- _ABOUT THIS TASK_: Below are the records; count how many of their lines carry "instead" and give only the number.

- _RECORD EXCERPTS_:
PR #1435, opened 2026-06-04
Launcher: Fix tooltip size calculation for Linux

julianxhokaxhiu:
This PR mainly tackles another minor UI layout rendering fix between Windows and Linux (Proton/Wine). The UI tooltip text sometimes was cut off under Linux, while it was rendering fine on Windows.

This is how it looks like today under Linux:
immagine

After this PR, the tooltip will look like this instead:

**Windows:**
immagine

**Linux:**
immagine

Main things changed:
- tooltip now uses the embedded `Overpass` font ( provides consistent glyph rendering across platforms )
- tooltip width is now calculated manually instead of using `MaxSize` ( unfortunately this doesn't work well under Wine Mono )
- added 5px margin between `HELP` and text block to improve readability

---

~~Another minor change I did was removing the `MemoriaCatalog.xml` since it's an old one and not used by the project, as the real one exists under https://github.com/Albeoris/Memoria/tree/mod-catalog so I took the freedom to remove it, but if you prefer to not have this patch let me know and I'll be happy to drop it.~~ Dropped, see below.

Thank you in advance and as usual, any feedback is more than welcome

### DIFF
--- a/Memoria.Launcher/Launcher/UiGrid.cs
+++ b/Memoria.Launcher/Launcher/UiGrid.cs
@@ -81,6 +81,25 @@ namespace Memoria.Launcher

- _ANSWER SPACE_: 2